Tu peux passer par le message privé


----------



## ratofil (10 Novembre 2005)

J'ai le même problème avec mon PWB alu acheté aussi en mars dernier. 512 Mo d'origine + autant rajouté lors de l'achat.
Il y a 6 jours j'ai eu Kernel Panic plusieurs fois. J'ai fait réparer par l'Utilitaire Disque et tout semblait normal.
C'est tout à fait par hasard en cherchant autre chose, que j'ai constaté que je n'avais plus que 512 Mo au lieu du giga attendu. Je suis allé illico chez mon vendeur boulevard st Germain (non pas le gros, un petit très sympa...) et on a inerverti les barrettes, redémarré sans, etc... Toujours le même pb. Donc il est convenu que je ramène mon précieux pour qu'on l'envoie à la maison mère, il est sous garantie.

Mais:
En rentrant, je suis allé faire un tour sur les forums de support Apple et il semble que ce problème existe sur d'autres machines au point qu'on y trouve une pétition en ligne avec menaces de "class action".
C'est dans le forum PWB G4, alu
http://discussions.info.apple.com/webx?50@462.mOhvaewBVQs.2@.68bcc61e
Certains disent qu'Apple a effacé des thread qui parlaient de la même chose; je n'en sais rien mais j'angoisse un peu d'envoyer mon très cher en réparation...


----------



## denisbalibouse (10 Novembre 2005)

oui merci pour ton message.
J'ai fait le même truc que toi et ton petit revendeur.
Après j'ai aussi fait un tour sur le site Apple, je savais pas qu'il y avait des forums.
bref je suis bon pour un retour sous garantie mais la vie sans mon PWB me semble impossible.
Il va me falloir prendre conger quelques jours sans savoir combien.
pas très pratique.

Si il y a des gens qui ont eu une telle expéreince ça prend combien de temps ce remplacement ??


----------



## Casodex (10 Novembre 2005)

Hello à tous
J'ai la même configuration que vous.
Le pb vient de se poser pour moi également et ce juste.... apres ma mise à jour en 10.3.4.
Je pense que le probleme vient de là.
Je suis encore sous garantie avec les 90 jours apple care. J'essaye de les contacter samedi (pour cause fermé demain 11 Novembre en France) et je vous tiens au courant.
Si bien entendu quelqu'un à une idée avant je suis preneur.
a plus
Caso


----------



## Casodex (10 Novembre 2005)

y a pas moyen d'annuler la mise à jour ???


----------



## Casodex (15 Novembre 2005)

Bon ben voilà.
J'ai inversé mes deux barrettes mémoires et le meme slot reste toujours inactif.
Donc coup de tel à Apple Care :

Technicien de Niveau II 

Retour de la machine en usine pour changer la carte mere....

Voilà.
Je vous tiens au courant de la suite.
A plus
Caso 


PS Je vais aller égorger une poule vierge un soir de pleine lune  en espérant qu'ils me retournent un nouveau modèle. Non c'est pas possible.... dommage


----------



## denisbalibouse (15 Novembre 2005)

je ne sais pas à quel moment ça m'a fait ça en fait.

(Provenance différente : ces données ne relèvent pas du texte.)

PR #652, opened 2023-08-04
Update spec to v2023.07.0 and regenerate code

laura-rodriguez:
Review MIGRATING guide for details about changes: https://github.com/okta/okta-sdk-dotnet/pull/654


jcaldwell-tandemdiabetes:
@laura-rodriguez, the 6.x -> 7.x migration guide seems to be missing some changes and incorrect / inconsistent in some cases.  Was able to figure out the name changes -- that's not a problem, although several name changes on the groupsApi are missing from the guide.  The question I have is that the guide mentions several userApi methods are obsolete, replaced by other methods.  What's mentioned appears to be backwards -- ie, the obsoleted method remains, while the suggested new method does not exists.  For example:

[Obsolete("This method is obsolete. Use UpdateUserAsync(string userId, User user,...) instead.")]
System.Threading.Tasks.Task<User> UpdateUserAsync(string userId, UpdateUserRequest user, bool? strict = default(bool?), System.Threading.CancellationToken cancellationToken = default(System.Threading.CancellationToken));

We see that UpdateUserAsync(string userId, User user,...)  is the obsoleted method.

laura-rodriguez:
Thanks for reporting this @jcaldwell-tandemdiabetes! 

There have been so many changes in the spec made by the API teams that it's possible some changes were missed in the migrating guide. Apologies for the inconvenience. Feel free to file a PR with the missing changes in the migrating guide if you want; no pressure at all, though 😃.

Regarding `UpdateUserAsync`, you're correct. You have to use ` UpdateUserAsync(string userId, UpdateUserRequest user, bool? strict = default(bool?)?`.  The API teams updated the spec, so this method now receives an `UpdateUserRequest` instead of a user.

PR #668, opened 2023-09-28
Update the collection templates to throw exceptions when token is expired

### LINKED ISSUE #658: Inconsistent Exception Handling
### Describe the bug?

Normally, one would expect methods that return only data from an http call, to throw when there are errors (Such as 401,403).  However, the function is returning an empty array in this case, which is misleading because that would indicate that no users were found rather than indicating a configuration problem.

Conversely when using a function that returns HTTP status and data, one would expect to get a response object, and not throw exceptions on errors, such as when calling ListUsersWithHttpInfoAsync.  However, the Okta SDK throws an exception in this case when the token is invalid.

The behaviors are completely flipped.   Effectively it is forcing me to use ListUsersWithHttpInfoAsync at the moment, because otherwise there would be no way to tell if the application is configured incorrectly.

ListUsersAsync function should throw errors when the call could not be made successfully.
ListUsersWithHttpInfoAsync should not throw exceptions for non-200 responses and instead should let the caller handle the error responses.

ListUsersAsync returns an empty array when an HTTP error occurs.
ListUsersWithHttpInfoAsync throws an error when the provided token is invalid.

### Reproduction Steps?

The description is sufficient.

### Additional Information?

_No response_

### .NET Version

7.0.306

### SDK Version

6.0.11

### OS version

Darwin MacBook-Pro-3.local 22.6.0 Darwin Kernel Version 22.6.0: Wed Jul  5 22:22:05 PDT 2023; root:xnu-8796.141.3~6/RELEASE_ARM64_T6000 arm64

laura-rodriguez:
Fix #658
Fix OKTA-637431

### DIFF
--- a/docs/UserType.md
+++ b/docs/UserType.md
@@ -9,7 +9,7 @@ Name | Type | Description | Notes
 **Default** | **bool** | A boolean value to indicate if this is the default User Type | [optional] [readonly] 
 **Description** | **string** | The human-readable description of the User Type | [optional] 
 **DisplayName** | **string** | The human-readable name of the User Type | 
-**Id** | **string** | The unique key for the User Type | [optional] [readonly] 
+**Id** | **string** | The unique key for the User Type | [optional] 
 **LastUpdated** | **DateTimeOffset** | A timestamp from when the User Type was most recently updated | [optional] [readonly] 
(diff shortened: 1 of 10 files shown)


bryanapellanes-okta (commented):
Some minor comments.

bryanapellanes-okta (approved):
👍

PR #671, opened 2023-10-03
Update the Links property of the VerifyUserFactorResponse model in the Open API spec to expose poll and cancel objects.

### LINKED ISSUE #665: Upgrade Okta.Sdk 6.0 to 7.0: MFA not able to get transactionId
### Describe the bug?

After I upgraded the Okta.Sdk from 6.0 to 7.0, I cannot fetch the transactionId anymore.
I have an app where I need to verify against Okta, where a user sent his username & password.
Then the Okta app on the user his phone gets a msg, where the user has to verify it is him.
With Okta.Sdk 6.0 I get a VerifyUserFactorResponse (at userFactorApi.VerifyFactorAsync) with some "links" from which i can retrieve the transactionId in the "Link" property.
It seems like the [https://github.com/okta/okta-sdk-dotnet/blob/master/src/Okta.Sdk/Model/VerifyUserFactorResponse.cs](https://github.com/okta/okta-sdk-dotnet/blob/master/src/Okta.Sdk/Model/VerifyUserFactorResponse.cs) doesn't corresponds with the answer from the api anymore (as mentioned in [https://developer.okta.com/docs/reference/api/factors/#response-example-25](https://developer.okta.com/docs/reference/api/factors/#response-example-25)

I have the following code
```c#
private async Task DoLogonAsync(string userName, string password, CancellationToken cancellationToken)
    {
        var authClient = new AuthenticationClient(new OktaClientConfiguration
        {
            OktaDomain = "someOktaDomain"
        });

        var authResponse = await authClient.AuthenticateAsync(new AuthenticateOptions
        {
            Username = userName,
            Password = password
        }, cancellationToken);


        if (authResponse.AuthenticationStatus == AuthenticationStatus.MfaRequired)
        {
            var oktaConfig = new Configuration
            {
                OktaDomain = "someOktaDomain",
                Token = "someOktaApiToken"
            };

            var userApi = new UserApi(oktaConfig);
            var user = await userApi.GetUserAsync(userName, cancellationToken);

            var userFactorApi = new UserFactorApi(oktaConfig);
            var factors = await userFactorApi.ListFactorsWithHttpInfoAsync(user.Id, cancellationToken);

            var factor = factors.Data.FirstOrDefault(x => x.FactorType == Okta.Sdk.Model.FactorType.Push);
            if (factor != null)
            {
                var result = await userFactorApi.VerifyFactorAsync(user.Id, factor.Id, null, cancellationToken: cancellationToken);

            }
        }
    }
```

Get a VerifyUserFactorResponse from which I can fetch the transactionId

The links in the VerifyUserFactorResponse are null.

### Reproduction Steps?

See code above

### Additional Information?

_No response_

### .NET Version

dotnet 7.0

### SDK Version

6.0 & 7.0

### OS version

_No response_

laura-rodriguez:
Fix OKTA-653501
Fix #665


src/Okta.Sdk/Model/VerifyUserFactorResponse.cs
```diff
@@ -79,7 +79,7 @@ public bool ShouldSerializeEmbedded()
         /// Gets or Sets Links
         /// </summary>
         [DataMember(Name = "_links", EmitDefaultValue = true)]
-        public LinksSelf Links { get; set; }
+        public VerifyUserFactorResponseLinks Links { get; set; }
```
bryanapellanes-okta, line 82: Is this a breaking change?

bryanapellanes-okta (commented):
Will this require a minor version bump?

src/Okta.Sdk/Model/VerifyUserFactorResponse.cs
3sRykaert: It is broken in current 7.0.0 branch, since the VerifyUserFactorResponse doesn't corresponds with the answer from the api.
So imho it's not a breaking change, but a bugfix.

3sRykaert (approved):

src/Okta.Sdk/Model/VerifyUserFactorResponse.cs
laura-rodriguez: This is one of those gray scenarios where you are technically making interface changes, but the original behavior never worked. In this case, I'm inclined to categorize this as a bug fix because:

* `VerifyUserFactorResponseLinks` is a superset of `LinksSelf`. `LinkSelf` exposed a Self property only, while `VerifyUserFactorResponseLinks` exposes `Self`, `Cancel` and `Poll`. So, if you had the following code line in your program, it won't break after this change:
```
var link = response.Links.Self.Href;
```
* As @3sRykaert mentioned, the response.Links property was unreliable because it didn't fully correspond with the server's response. 

Thoughts @bryanapellanes-okta ?

bryanapellanes-okta: > This is one of those gray scenarios where you are technically making interface changes, but the original behavior never worked. In this case, I'm inclined to categorize this as a bug fix because:
> 
> * `VerifyUserFactorResponseLinks` is a superset of `LinksSelf`. `LinkSelf` exposed a Self property only, while `VerifyUserFactorResponseLinks` exposes `Self`, `Cancel` and `Poll`. So, if you had the following code line in your program, it won't break after this change:
> 
> ```
> var link = response.Links.Self.Href;
> ```
> 
> * As @3sRykaert mentioned, the response.Links property was unreliable because it didn't fully correspond with the server's response.
> 
> Thoughts @bryanapellanes-okta ?

I suspected it was a scenario as described, 👍

bryanapellanes-okta (approved):
👍

PR #682, opened 2023-11-03
JTI Claim as a string instead of guid

sachinsatav:
## Summary
Latest Microsoft Identity Model package >7.0.0 and above no longer serializes Guid datatype ( see - https://github.com/AzureAD/azure-activedirectory-identitymodel-extensions-for-dotnet/blob/f5fef2269a6eea5ba52d707d7235acf6a504db9f/src/Microsoft.IdentityModel.Tokens/Json/JsonSerializerPrimitives.cs#L860-L924) and instead throws an exception -

> System.InvalidOperationException: Something went wrong when creating the signed JWT. Verify your private key.
>  ---> System.ArgumentException: IDX11025: Cannot serialize object of type: 'System.Guid' into property: 'jti'.
>    at Microsoft.IdentityModel.Tokens.Json.JsonSerializerPrimitives.WriteObject(Utf8JsonWriter& writer, String key, Object obj)
>    at Microsoft.IdentityModel.Tokens.Json.JsonSerializerPrimitives.WriteObjects(Utf8JsonWriter& writer, IDictionary`2 dictionary)
>    at System.IdentityModel.Tokens.Jwt.JwtPayload.SerializeToJson()
>    at System.IdentityModel.Tokens.Jwt.JwtPayload.Base64UrlEncode()
>    at System.IdentityModel.Tokens.Jwt.JwtSecurityToken.get_EncodedPayload()
>    at System.IdentityModel.Tokens.Jwt.JwtSecurityTokenHandler.WriteToken(SecurityToken token)
>    at Okta.Sdk.Client.DefaultJwtGenerator.GenerateSignedJWT()
>    --- End of inner exception stack trace ---
>    at Okta.Sdk.Client.DefaultJwtGenerator.GenerateSignedJWT()
>    at Okta.Sdk.Api.OAuthApi.GetBearerTokenWithHttpInfoAsync(CancellationToken cancellationToken)
>    at Okta.Sdk.Api.OAuthApi.GetBearerTokenAsync(CancellationToken cancellationToken)
>    at Okta.Sdk.Client.DefaultOAuthTokenProvider.RequestAccessTokenAsync(CancellationToken cancellationToken)
>    at Okta.Sdk.Client.DefaultOAuthTokenProvider.GetAccessTokenAsync(Boolean forceRenew, CancellationToken cancellationToken)
>    at Okta.Sdk.Api.UserApi.GetUserWithHttpInfoAsync(String userId, CancellationToken cancellationToken)
[...]

PR #685, opened 2023-12-15
Introduce "JTI Claim as a string instead of guid" (#682) external contribution

laura-rodriguez:
This PR includes #682 and updates the codegen templates to port the solution into the codegen process.


bryanapellanes-okta (approved):
👍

Je suis surtout intéressé par le temps que ça te prendra de faire la réparation.
Ca déterminera ma période de congé forcé .....


----------



## Casodex (15 Novembre 2005)

l'ingenieur de Niv II a dit :
7 à 10 jours
auquel il faut rajouter 24 à 48 heures pour receptionner le carton de chez UPS.
Voilà.
Je te tiens au courant dans tous les cas.
Caso


----------



## Casodex (17 Novembre 2005)

Voilà mon précieux vient de partir à St Mangouste pour sa reparation dans sa boite de chez UPS.
Voilà je vous tiens au courant du pb et de la date de retour.

Caso


----------



## denisbalibouse (17 Novembre 2005)

7 à 10 jours ben ça va être plus long que je peux tenir ....


----------



## Casodex (20 Novembre 2005)

Et hop 72 heures de passé !
Ca commence à faire déjà long.... je viens de sortir mon vieux compaq (plus de 6 ans d'existence) ben ca fait tout drôle. Au moins j'ai le temps de prendre un café, allumer le feu dans la cheminée, étendre la peau d'ours devant et piquer un petit somme avant que la machine ne me laisse accéder au net ! Mais bon c'est mieux que rien.

Je vous tiens au courant de l'apparition des premiers signes de manque d'OS X.

Caso


----------



## Casodex (22 Novembre 2005)

Hello
Hier petit message de DHL me disant être passés pour me deposer un paquet.
Aujourd'hui je receptionne !!
Mon powerbook est revenu ... reception le 22 apres un envoi le 17. Plutot bien. De plus c'est pas une machien de remplacement, c'est ma machine.
Et là mes deux slot memoir fonctionne bien avec 1 Go de Ram effective.
Juste le premier demarrage fut different avec plusieurs lignes de code tres rapides avant proposition de selection d'un utilisateur (les connaisseurs nous donnerons les explications)
Donc pas de soucis pour ta machine si le pb est le même ce n'est pas si long que cela.
A plus
Caso tout content de retrouver sa machine !


----------



## denisbalibouse (23 Novembre 2005)

Que des bonnes nouvelles tout ça.
je vais quand même essayer de trouver un deal avec un magasin pour un prêt ou une location car je suis un drogué de travail.

Merci A+

Denis


----------



## denisbalibouse (1 Décembre 2005)

Après contact avec le support Apple en Suisse il est uniquement possible de laisser le portable pour réparation dans un magasin agréé ce qui va faciliter grandement ma réparation.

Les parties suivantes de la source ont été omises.